Example two qubit circuit that uses this Device:

import pennylane as qml
from pennylane import numpy as np
from pennylane.plugins.default_qubit_par import DefaultQubitPar
from pennylane.ops.qubit import QubitStateVector
import tensorflow as tf

# get the standard device and parallel device
dev = qml.device('default.qubit', wires=2)
par_dev = DefaultQubitPar(wires=2)

# simple test circuit
def circuit(var, state=None):
    QubitStateVector(state, wires=[0,1])
    qml.RX(var[0], wires=0)
    qml.RY(var[1], wires=1)
    qml.CNOT(wires=[0,1])
    return qml.expval(qml.PauliZ(0))

# construct the circuit using the standard device QNode
circ = qml.QNode(circuit, device=dev)
circ.construct([(1, 2)], {'state': np.array([1,0,0,0])})

# graph inputs
inputs = tf.placeholder(tf.complex128, [None, 4], name='inputs')

def construct_graph_from_circuit(input_state):
    """
    Pop operations from the queue and convert them into a TF graph using the default_dev_par class

    Args:
        input_state: data vector

    Returns: expectation value of the quantum cicuit.
    """
    # reset state
    par_dev.pre_apply()
    for op in circ.queue:
        # encode data into qubit state vector
        if op.name == 'QubitStateVector':
            input_state /= tf.norm(input_state)
            par_dev.apply(op.name, op.wires, input_state)

        elif op.name == 'BasisState':
            raise NotImplementedError
        # gate parameters are TF vars
        else:
            par_dev.apply(op.name, op.wires, tf.Variable(initial_value=op.parameters, dtype=tf.float64))
    # only works for single EV at the moment
    measurement = circ.ev[0]
    return par_dev.expval(measurement.name, measurement.wires, measurement.parameters)

# map function onto inputs in parallel.
outputs = tf.map_fn(construct_graph_from_circuit, inputs, parallel_iterations=120, dtype=tf.double)

# simple example loss function
loss = tf.abs(outputs)
# optimizer
opt = tf.train.GradientDescentOptimizer(learning_rate=0.01)
# Perform minimization with respect to the trainable variables.
train_step = opt.minimize(loss, var_list=[var for var in tf.trainable_variables()])

# Tensorflow session
sess = tf.Session(config=tf.ConfigProto(log_device_placement=False))
sess.run(tf.initialize_all_variables())

# random data
x = np.random.randn(10000, 4)

# use the standard PennyLane circuit so that we can compare
dev_circ = qml.QNode(circuit, device=dev)
# after one training step the parameters are updated so TF and PennyLane should not agree anymore
for i in range(2):
    res, o, = sess.run([train_step, outputs, ], feed_dict={inputs: x,})
    pennylane_out = np.array([dev_circ((1, 2), state=x[j] / np.linalg.norm(x[j])) for j in range(x.shape[0])])
    print("At step {}, PennyLane and TF agree: {}".format(i, all(np.isclose(pennylane_out, o))))

I have checked a couple of things between the PennyLane and TF device:

  • Output from some test circuits is the same (single and this double qubit example)
  • Parameterized gate matrices are the same
  • When running Tensorboard it shows that most of the computations are done on the GPU

Let me know what you think.

1 Like

Hi @rooler,

Looks very cool!
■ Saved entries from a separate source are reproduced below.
PR #10116, opened 2026-09-14
feat: add typing indicator API to MessageList

tomivirkki:
## Summary
- Chat and assistant views need to show who is currently typing.
- Typing users are modelled as a `MessageListUser` type instead of flat fields, because the indicator shows an avatar: name, abbreviation, image and color index, with `DownloadHandler` images registered as a resource of the list.
- The whole API is experimental behind `com.vaadin.experimental.messageListTypingIndicator`, or the `aiComponents` umbrella flag, so its shape can still change while the AI components adopt it.


vaadin-messages-flow-parent/vaadin-messages-flow/src/main/java/com/vaadin/flow/component/messages/MessageList.java
```diff
@@ -388,6 +407,250 @@ public boolean isAnnounceMessages() {
...
+     *            the i18n object, not {@code null}
+     * @since 25.3
+     */
+    public void setI18n(MessageListI18n i18n) {
+        useTypingIndicator();
+        this.i18n = Objects.requireNonNull(i18n,
+                "The i18n object should not be null");
+        var typingIndicatorText = i18n.getTypingIndicatorText();
+        if (typingIndicatorText == null) {
+            getElement().removeProperty(TYPING_INDICATOR_TEXT_PROPERTY);
```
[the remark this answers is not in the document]
tomivirkki: Fixed in https://github.com/vaadin/web-components/pull/12753

vaadin-messages-flow-parent/vaadin-messages-flow/src/main/java/com/vaadin/flow/component/messages/MessageList.java
```diff
@@ -388,6 +407,250 @@ public boolean isAnnounceMessages() {
...
+    public <S extends Signal<MessageListUser>> SignalBinding<Collection<MessageListUser>> bindTypingUsers(
+            Signal<List<S>> typingUsersSignal) {
+        useTypingIndicator();
+        Objects.requireNonNull(typingUsersSignal, "Signal cannot be null");
+        return typingUsersSupport.bind(() -> typingUsersSignal.get().stream()
+                .map(Signal::get).toList());
+    }
+
+    private void updateTypingUsers(Collection<MessageListUser> typingUsers) {
+        var users = new ArrayList<>(typingUsers);
```
ugur-vaadin, line 509: It would be good to have a null check for the users here too. I think there is no check for the signal path currently, so it might throw a NPE on `user.setHost(this)` below.

vaadin-messages-flow-parent/vaadin-messages-flow-integration-tests/src/test/java/com/vaadin/flow/component/messages/tests/MessageListIT.java
```diff
@@ -342,6 +343,216 @@ public void clickImageAttachment_eventFired() {
                 clickedAttachment.getText());
     }
```
ugur-vaadin, line 345: It might be good to have a locale change IT.

vaadin-messages-flow-parent/vaadin-messages-flow/src/main/java/com/vaadin/flow/component/messages/MessageList.java
```diff
@@ -388,6 +407,250 @@ public boolean isAnnounceMessages() {
...
+    }
+
+    /**
+     * Gets the style in which the typing indicator is rendered.
+     *
+     * @return the typing indicator type,
+     *         {@link MessageListTypingIndicatorType#DEFAULT} by default
+     * @since 25.3
+     */
+    public MessageListTypingIndicatorType getTypingIndicatorType() {
```
ugur-vaadin, line 549: Should this and the other new methods that don't have it also get the experimental API note in their JavaDocs?

vaadin-messages-flow-parent/vaadin-messages-flow/src/main/java/com/vaadin/flow/component/messages/MessageList.java
```diff
@@ -388,6 +407,250 @@ public boolean isAnnounceMessages() {
...
+     * This API is experimental and needs to be enabled with the
+     * {@code com.vaadin.experimental.messageListTypingIndicator} or
+     * {@code com.vaadin.experimental.aiComponents} feature flag.
+     *
+     * @param typingUsers
+     *            the users that are currently typing, not {@code null} and not
+     *            containing any {@code null} users
+     * @since 25.3
+     */
+    public void setTypingUsers(Collection<MessageListUser> typingUsers) {
```
ugur-vaadin: I wonder if we should use a set.

vaadin-messages-flow-parent/vaadin-messages-flow/src/main/java/com/vaadin/flow/component/messages/MessageList.java
tomivirkki: Done. The null checks moved from the setter into the private update method that both the setter and the binding go through, so the signal path is covered too. Test added.

vaadin-messages-flow-parent/vaadin-messages-flow-integration-tests/src/test/java/com/vaadin/flow/component/messages/tests/MessageListIT.java
tomivirkki: Test added. The indicator is rendered in the same render pass as the messages, so a locale change re-renders it, and the test checks it survives that.

vaadin-messages-flow-parent/vaadin-messages-flow/src/main/java/com/vaadin/flow/component/messages/MessageList.java
tomivirkki: Done.

vaadin-messages-flow-parent/vaadin-messages-flow/src/main/java/com/vaadin/flow/component/messages/MessageList.java
tomivirkki: Maybe not a Set, but the type was indeed too vague, so it takes a List now.

MessageListUser has no equals/hashCode, so a Set would only drop the exact same instance, not the same person added twice. Order is part of the contract though: the client property is an array, and the web component joins the names and renders the avatars in that order. getTypingUsers and bindTypingUsers already spoke List, so the setter was the odd one out.

ugur-vaadin (approved):

PR #10129, opened 2026-09-15
feat: show typing indicator while AIOrchestrator waits

tomivirkki:
## Summary
- An AI chat used to show an empty assistant bubble from the moment a prompt was sent until the response arrived. Building on the `MessageList` typing indicator API from #10116, `AIOrchestrator` now shows the assistant in the typing indicator and adds the assistant message when the first token arrives, so a turn without response text, such as a tool-only turn, no longer leaves an empty message behind.
- `AIMessageList` gains default no-op `showTypingIndicator` and `hideTypingIndicator` methods, so existing custom implementations keep compiling and can override them to show progress before the first token.


vaadin-ai-components-flow-parent/vaadin-ai-core-flow/src/main/java/com/vaadin/flow/component/ai/orchestrator/MessageListWrapper.java
```diff
@@ -46,6 +55,44 @@ public AIMessage addMessage(String text, String userName,
         return message;
     }
 
+    @Override
+    public void showTypingIndicator(String userName) {
+        // Only the entry of the given participant is touched, so that the
+        // typing users set by the application are kept
+        var typingUsers = messageList.getTypingUsers();
+        if (typingUsers.stream()
```
ugur-vaadin: Not sure if we want to currently support multiple users right away, but this and the `hideTypingIndicator` counterpart seems to block it. Maybe we can just remove only a single name if exists, and add can still work even though a user already exists. What do you think?

ugur-vaadin (approved):

PR #196, opened 2018-11-15
fix bug in utils.get_shape

nbcsm:


pengwa:
add @guschmue  might have better knowledge for this code. I am curious whether  "shape[0]" possibly be None. :)

nbcsm:
a placeholder with partial shape specified?

guschmue:
This is really old code from the time before we figured that it is better to just use the shapes from shape inference ... not sure if we depend anywhere on this info today (that is why there is this FIXME comment on this method).
The ultimate fix would be to remove the method completely.
At a minimum I'd fix it by removing the ```if``` because setting it to 1 is iffy (this if must be some old crime where we could not deal with known dims).

nbcsm:
anyway, feel free to merge or abandon this pr.

pengwa:
I think the change is ok. let's refine this later. @guschmue  let me know if you have concerns here.

PR #197, opened 2018-11-16
pylint and unit test cleanup

guschmue:


pengwa:
@zhijxu-MS  can you check the broken UT case, seems there is accuracy issue there.

PR #200, opened 2018-11-20
add tf.where(e.g. Select) support with Loop+If

pengwa:


pengwa:
@guschmue  please kindly help review this, which would help unblock attention conversion.

tf2onnx/tfonnx.py
```diff
@@ -1536,12 +1547,13 @@ def mknode(op_type, inputs, opname, **kwargs):
     "Relu6": (relu6_op, []),
     "Reshape": (reshape_op, ["Reshape"]),
     "Rsqrt": (rsqrt_op, []),
+    "Select": (select_op, []),
```
guschmue: dpesn't this want to go into the opset8 table?

pengwa: nice catch! will fix it .

pengwa:
thanks a lot !

PR #202, opened 2018-11-21
add cast when tf.shape has int32 as output

pengwa:


guschmue:
as painful pylint is ... it is right most of the time :)

pengwa:
:) I tried "pylint --rcfile=tools/pylintrc --ignore=version.py --disable=cyclic-import tf2onnx tests/*.py tools" locally, is there any approach running that locally?

PR #205, opened 2018-11-22
port test env from travis to azure pipeline

zhijxu-MS:


azure-pipelines_basic_test.yml
```diff
@@ -0,0 +1,47 @@
...
+        opset_version: '7'
+      tf1.10_opset7:
+        tf_version: '1.10'
+        opset_version: '7'
+      tf1.11_opset7:
+        tf_version: '1.11'
+        opset_version: '7'
+      tf1.12_opset7:
+        tf_version: '1.12'
+        opset_version: '7'
```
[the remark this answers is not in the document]
guschmue: +1, we need to do opset 8

ci_build/steps_template_real_model_test.yml
```diff
@@ -0,0 +1,46 @@
...
+      pip install onnxruntime==${{ parameters.onnxruntime_version }}
+    fi
+    # install onnx converter-"tf2onnx"
+    python setup.py install
+    pip list
+  displayName: 'Install dependencies'
+
+- bash:
+    pylint --rcfile=tools/pylintrc --ignore=version.py --disable=cyclic-import tf2onnx tests/*.py tools
+  continueOnError: true
```
guschmue: we still want this build to fail. Does it do this?

tests/backend_test_base.py
```diff
@@ -27,12 +27,15 @@ class Tf2OnnxBackendTestBase(unittest.TestCase):
...
     BACKEND = "onnxruntime"
     OPSET = 7
+    IS_OPSET_SET = False
     DEBUG = None
 
     def debug_mode(self):
         return type(self).DEBUG
 
     def setUp(self):
+        if not self.IS_OPSET_SET and "OPSET_VERSION" in os.environ:
```
guschmue: we should either use environment variables or command line arguments.
What is wrong with the existing command line arguments?

tests/test_backend.py
```diff
@@ -171,7 +173,10 @@ def _conv_test(self, x_val, w, strides=None, padding="VALID", dilations=None, rt
         x = tf.placeholder(tf.float32, shape=x_val.shape, name=_TFINPUT)
         conv = tf.nn.conv2d(x, kernel, strides=strides, padding=padding, dilations=dilations)
         _ = tf.identity(conv, name=_TFOUTPUT)
-        self._run_test_case([_OUTPUT], {_INPUT: x_val}, rtol=rtol)
+        try:
+            self._run_test_case([_OUTPUT], {_INPUT: x_val}, rtol=rtol)
```
guschmue: we lose the original exception info ?

tests/test_gru.py
```diff
@@ -198,6 +198,7 @@ def test_single_dynamic_gru_ch_zero_state_initializer(self):
         output_names_with_port = ["output:0", "cell_state:0"]
         self.run_test_case(feed_dict, input_names_with_port, output_names_with_port, rtol=1e-03)
 
+    @unittest.skip("FIXME: missing rtol")
```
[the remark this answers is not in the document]
zhijxu-MS: sometimes the test will fail for mismatch result.
the reason is the accuracy problem. If we use random data to test, then the rol is uesless.
for example, we set rtol big enough something like 1, and the result of TF and onnxruntime may be 1000 and 1002, then pytest will consider this is an error where actually it's correct.

azure-pipelines_basic_test.yml
```diff
@@ -0,0 +1,47 @@
+# Python package
```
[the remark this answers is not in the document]
zhijxu-MS: you mean we create different version of azure pipeline yaml config?

ci_build/steps_template_real_model_test.yml
zhijxu-MS: azure pipeline will report the status as "success with issue".

reason why write it in this way is that i think maybe it can save test time to run pylint test and computation test

tests/test_backend.py
zhijxu-MS: maybe we could use python function "traceback.print_exc()" to print the exception info.

while after discussion with guoliang, decided to use skipif to skip the test when tensorflow didn't implement the function.

tests/test_backend.py
```diff
@@ -20,7 +21,7 @@
 
 # we can override BACKEND and OPSET from the command line, but that is to late
 # to change the behavior of annotation. If need, pick the backend here.
-OPSET = 7
+OPSET = int(os.environ.get("OPSET_VERSION", default=7))
```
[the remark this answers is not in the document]
zhijxu-MS: done

ci_build/steps_template_real_model_test.yml
```diff
@@ -0,0 +1,46 @@
+parameters:
```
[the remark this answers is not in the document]
zhijxu-MS: done

tests/test_backend.py
```diff
@@ -171,7 +172,10 @@ def _conv_test(self, x_val, w, strides=None, padding="VALID", dilations=None, rt
         x = tf.placeholder(tf.float32, shape=x_val.shape, name=_TFINPUT)
         conv = tf.nn.conv2d(x, kernel, strides=strides, padding=padding, dilations=dilations)
         _ = tf.identity(conv, name=_TFOUTPUT)
-        self._run_test_case([_OUTPUT], {_INPUT: x_val}, rtol=rtol)
+        try:
+            self._run_test_case([_OUTPUT], {_INPUT: x_val}, rtol=rtol)
+        except UnimplementedError:
+            print("encounter UnimplementedError exception")
```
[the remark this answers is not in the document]
zhijxu-MS: done

ci_build/steps_template_real_model_test.yml
guschmue: I just worried that we accidentally merge with pylint errors. Up to you. We can always change it if this becomes an issue.

tests/test_backend.py
guschmue: Its hard to get rid of the skipif() because sometimes results are just wrong.

tests/test_grublock.py
```diff
@@ -186,6 +187,7 @@ def test_single_dynamic_gru_ch_zero_state_initializer(self):
         output_names_with_port = ["output:0", "cell_state:0"]
         self.run_test_case(feed_dict, input_names_with_port, output_names_with_port, rtol=1e-03)
 
+    @unittest.skip("FIXME: missing rtol")
```
pengwa: change to a meaningful name?

tests/run_pretrained_models.py
```diff
@@ -436,6 +437,7 @@ def main():
                 t = tests[test]
                 if t.perf:
                     f.write("{},{},{}\n".format(test, t.tf_runtime, t.onnx_runtime))
+    return failed
```
pengwa: where is it defined?

ci_build/steps_template.yml
```diff
@@ -0,0 +1,57 @@
...
+    set -ex
+    export TF2ONNX_TEST_OPSET=${{ parameters.opset_version }}
+    # unit tests generated artifically
+    python -m pytest --cov=tf2onnx --cov-report=term  --disable-pytest-warnings tests
+
+    if [ "${{ parameters.test_case }}" == "unit_tests" ]; then
+      echo "skip pretrained models tests for now"
+    elif [ "${{ parameters.test_case }}" == "pretrained_models" ]; then
+      # real model tests
+      python tests/run_pretrained_models.py --config tests/unity.yaml --opset ${{ parameters.opset_version }}
```
pengwa: make sure hallway tests case passed.

ci_build/steps_template.yml
```diff
@@ -0,0 +1,57 @@
+parameters:
+  python_version: '3.5'
+  tensorflow_version: ''
+  opset_version: ''
+  onnx_version: ''
+  onnxruntime_version: ''
+  test_case: '' # can be 'unit_tests', 'pretrained_models'
```
nbcsm: onnxruntime_version is not generic, we may enable caffe2 some day.
test_case may not be exclusive, use a variable might be better.

.azure-pipelines_ci_test.yml
```diff
@@ -0,0 +1,34 @@
+# Python package
```
nbcsm: for CI: run unit_test AND pre_trained model with 1 fixed test setup.
2 yml files.

for nightly: run unit_test AND pre_trained model with all test matrix.
2 yml files.

nbcsm: if there are too many azure pipeline files in root dir, u may consider put them to a separate folder.

ci_build/steps_template.yml
nbcsm: personally, i prefer to use variable for non generic purpose.
we may need to add new options in the future, and u don't need to update template parameters in ALL pipeline files.

tests/test_gru.py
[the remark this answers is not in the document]
pengwa: there is some conversation following up this accuracy problem. for us, I think disabling the tests should be ok if we already have similar UT case, where weights is fixed. If there is not, we can just replace the weight with fixed value. how do you think? @zhijxu-MS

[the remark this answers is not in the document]
zhijxu-MS: we already have tests with fixed input and weight .
and relax rtol is useless, for example: when the random result is 0.1 around and we set rtol 1, then the check doesn't make any sense.
if we want tests with random data, then the only way is to retry when tests fail. while even in this way, we just decrease the probability of mismatch result to show up.

ci_build/steps_template_real_model_test.yml
```diff
@@ -0,0 +1,46 @@
...
+    if [ "${{ parameters.onnxruntime_version }}" == "" ]; then
+      pip install onnxruntime
+    else
+      pip install onnxruntime==${{ parameters.onnxruntime_version }}
+    fi
+    # install onnx converter-"tf2onnx"
+    python setup.py install
+    pip list
+  displayName: 'Install dependencies'
+
```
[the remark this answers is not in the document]
zhijxu-MS: done

tests/run_pretrained_models.py
zhijxu-MS: what do you mean by "it"?
if "it" is "failed", then it's defined the same function.

ci_build/steps_template.yml
zhijxu-MS: done

tests/backend_test_base.py
zhijxu-MS: same as guoliang's commit-65fe0338f05
two ways to sest opset version, and setting at command line can override setting at env.

PR #208, opened 2018-11-28
placeholder_with_default_op

nbcsm:
To simulate TF placeholder_with_default behavior, convert const default value to initializer.
user can specify input to override default value in initializer when running session, or specify no input so default value is used.

if the placeholder_with_default default value is non a const node, fall back to placeholder, default value is ignored.

### DIFF
--- a/tf2onnx/tfonnx.py
+++ b/tf2onnx/tfonnx.py
@@ -286,6 +286,24 @@ def placeholder_op(ctx, node, name, args):
     return None
 
 
+def placeholder_with_default_op(ctx, node, name, args):
+    # Overriding initializer with input is not well supported for these targets
+    if ctx.is_target(TARGET_RS4, TARGET_RS5, TARGET_RS6):
+        log.warning("%s: placeholder_with_default_op, default value is not supported by target, ignore it" % node.name)
+        return placeholder_op(ctx, node, name, args)
+
+    default_value_node = ctx.get_node_by_output(node.input[0])
+    if not default_value_node.is_const():
+        log.warning("%s: placeholder_with_default_op, non const default value is not supported, ignore it" % node.name)
+        return placeholder_op(ctx, node, name, args)
+
+    # Copy the tensor value, set its name to current node's output, add as initializer
+    value = default_value_node.get_tensor_value(as_list=False)
+    tensor = numpy_helper.from_array(value, node.output[0])
+    ctx.add_initializer(tensor)
+    return None
+
+
 def square_op(ctx, node, name, args):
     node.type = "Mul"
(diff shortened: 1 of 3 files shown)


tf2onnx/tfonnx.py
```diff
@@ -292,6 +292,20 @@ def placeholder_op(ctx, node, name, args):
     return None
 
 
+def placeholder_with_default_op(ctx, node, name, args):
+    default_value_node = ctx.get_node_by_name(node.input[0])
+    if default_value_node.is_const():
+        # Clone the tensor, set its name as current node's output, add as initializer
+        t = onnx_pb.TensorProto()
```
pengwa: refer to const_op?

def const_op(ctx, node, name, args):
    """Constants - make those initializers."""
    tensor = node.get_attr("value")
    ctx.add_initializer(tensor.t)

pengwa: talked offline with Guoliang.

two ops in original tf graph. one is placeholder, one is const. the placeholder is referencing the const as default value. So here need to parse tensor value from the const, and rename the tensor's name with placeholder's name. then the placeholder will become a input node, with an initializer containing the tensor.

for the const node in original graph, it will be handled as a normal constant, and will be deleted if no other node referenced it.

guschmue: hm, the runtime supports this?

nbcsm: do not really know yet...
there is bug for required input count check currently, and someone is fixing it.

the runtime should support it since it is totally legal according to onnx spec.

guschmue: but this would mean everything out there would run into this if it uses the placeholder_default

nbcsm: i got your point. 
yes, it will crash on onnxruntime 0.1.3 when placeholder_default is used and user tried to feed input to override default value.

seems we should postpone on this pr for a while.

pengwa: I understand that's the runtime issue, right? the conversion did the right thing? we can postpone this until there is requirement for that. BTW, is there bug tracking the runtime issue?

guschmue: if you need it for some model we could enable or disable with
```ctx.is_target(TARGET_RS5) or `ctx.is_target(TARGET_RS6) ``` (should maybe make is_target accept a list).

nbcsm:
- refined code using latest graph APIs
- fallback to placeholder for target rs4 - rs6. there was a bug when overriding initializer with input, the fix comes in onnxruntime 0.1.4 before rs6.

nbcsm:
thanks for the review

PR #209, opened 2018-11-28
fix reshape input who has more than 1 unknown dims

pengwa:
if sequence inputs has two unknown dims, should get shape dynamically , and use it as input of Reshape


pengwa:
Thanks @guschmue !

PR #213, opened 2018-11-29
fix bilstm/bigru bug when bw lst/gru's output is not followed by reve…

pengwa:
…rse nodes

in a real model, if the author explicitly define a fw lstm, and a bw lstm, feed the input and reversed input respectively, then don't reverse the bw lstm ouput back. In this case, bilstm assumes that the reverse exists after bw lstm y output, so it replaced the wrong node. 

Here we will check the reverse node existence before doing bilstm rewriting.


pengwa:
thanks！

PR #214, opened 2018-11-29
Move from the deprecated FastGFile to GFile

anttisaukko:
tf.gfile.FastGFile is deprecated and will be removed in a future version.


guschmue:
thanks!!

PR #215, opened 2018-11-30
fixes around transpose to make bert models run on onnxruntime

guschmue:
@pengwa ... check the MatMul

### DIFF
--- a/tests/test_backend.py
+++ b/tests/test_backend.py
@@ -515,7 +515,7 @@ class BackendTests(Tf2OnnxBackendTestBase):
         x_val = np.array([1.0, 2.0, 3.0, 4.0], dtype=np.float32).reshape((2, 2))
         x = tf.placeholder(tf.float32, [2, 2], name=_TFINPUT)
         shape = tf.constant([4, 1])
-        x_ = tf.reshape(x, tf.transpose(shape))
+        x_ = tf.reshape(x, shape)
         _ = tf.identity(x_, name=_TFOUTPUT)
         self._run_test_case([_OUTPUT], {_INPUT: x_val}, check_shape=True)
 
--- a/tests/test_backend.py
+++ b/tests/test_backend.py
@@ -366,6 +366,15 @@ class BackendTests(Tf2OnnxBackendTestBase):
         _ = tf.identity(x_, name=_TFOUTPUT)
         self._run_test_case([_OUTPUT], {_INPUT: x_val, _INPUT1: y_val})
 
+    def test_matmul3(self):
+        x_shape = [1, 12, 256, 64]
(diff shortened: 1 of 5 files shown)


tests/test_backend.py
```diff
@@ -506,7 +515,7 @@ def test_reshape_dynamic(self):
         x_val = np.array([1.0, 2.0, 3.0, 4.0], dtype=np.float32).reshape((2, 2))
         x = tf.placeholder(tf.float32, [2, 2], name=_TFINPUT)
         shape = tf.constant([4, 1])
-        x_ = tf.reshape(x, tf.transpose(shape))
+        x_ = tf.reshape(x, shape)
```
pengwa: may I know the reason for this? 
If we need do this,  test_reshape_dynamic should be redundant , test_reshape already cover the same case maybe?

tf2onnx/tfonnx.py
```diff
@@ -1304,11 +1304,19 @@ def matmul_op(ctx, node, name, args):
...
+            transpose = ctx.insert_new_node_on_input(node, "Transpose", node.input[0], perm=perm)
+            nodes.insert(0, transpose)
     if transpose_b != 0:
-        transpose = ctx.insert_new_node_on_input(node, "Transpose", node.input[1])
-        nodes.insert(0, transpose)
+        shape = ctx.get_shape(node.input[1])
+        if shape:
+            perm = list(range(0, len(shape)))
+            tmp = perm[-1]; perm[-1] = perm[-2]; perm[-2] = tmp
+            transpose = ctx.insert_new_node_on_input(node, "Transpose", node.input[1], perm=perm)
```
pengwa: why do we need transpose on last two dims?

pengwa: I understand now. 
https://www.tensorflow.org/api_docs/python/tf/linalg/matmul 
> The inputs must, following any transpositions, be tensors of rank >= 2 where the inner 2 dimensions specify valid matrix multiplication arguments, and any further outer dimensions match.

tests/test_backend.py
guschmue: turns out onnxruntime transpose works only on float. In the past that worked only because the onnx optimizer removed this transpose because perm=[0].
But now that I disabled the onnx optimizer the transpose on int is there and onnxruntime ran into it.
And of course that unit test never did what we wanted it to do since the transpose was removed.
You are right, I need to do something with the shape input - maybe pass it as placeholder will make it really dynamic,

pengwa: get it! thanks! yeah, making it into placeholder should work.

guschmue: ok, using placeholder now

Thanks for sharing the code. Aside from the ability to support batches, where did you find the biggest performance improvements when implementing the quantum ops in TF?

I know @josh has some thoughts about this as well.

Well, I think that enabling batching is the most important reason to use the TF ops. However, when I am not batching inputs and using the CPU, there still seems to be a performance increase with respect to PennyLane. I considered the following examples:

  1. Create a quantum circuit with 2 wires, initalize |0\rangle, apply N RX-gates and obtain \langle \sigma_0^z\rangle. Feed a vector x with N parameters to the circuit as gate parameters, and calculate the average execution time over 100 runs.

  2. Create a quantum circuit with N wires, do a state preparation |\psi\rangle and obtain \langle \sigma_0^z\rangle after applying two single qubit gates and a CNOT. Feed a vector x of size 2^N into |\psi\rangle and calculate the average execution time over 100 runs.

The vectors are fed sequentially to both the PennyLane and TF-PennyLane circuits, with a python for loop. Also, I verify that the outputs match. The following figures show an increase in performance with the TensorFlow interface:
pennylane_tf_comp_gates
Figure 1. Average circuit execution time for example 1. Tensorflow is faster when applying gate operations that are parametrized by an input variable x, even as the number of gates increases.
pennylane_tf_comp_state
Figure 2. Average circuit execution time for example 2. TensorFlow remains faster for large state vectors.

I am not yet sure where this improvement in performance comes from. Since Numpy and TF should be comparable in terms of performance for linear algebra stuff, some overhead must be incurred in the PennyLane interface. My code strips away this interface, and reduces the circuit to feeding a single (or batch) numpy array into a TF computational graph.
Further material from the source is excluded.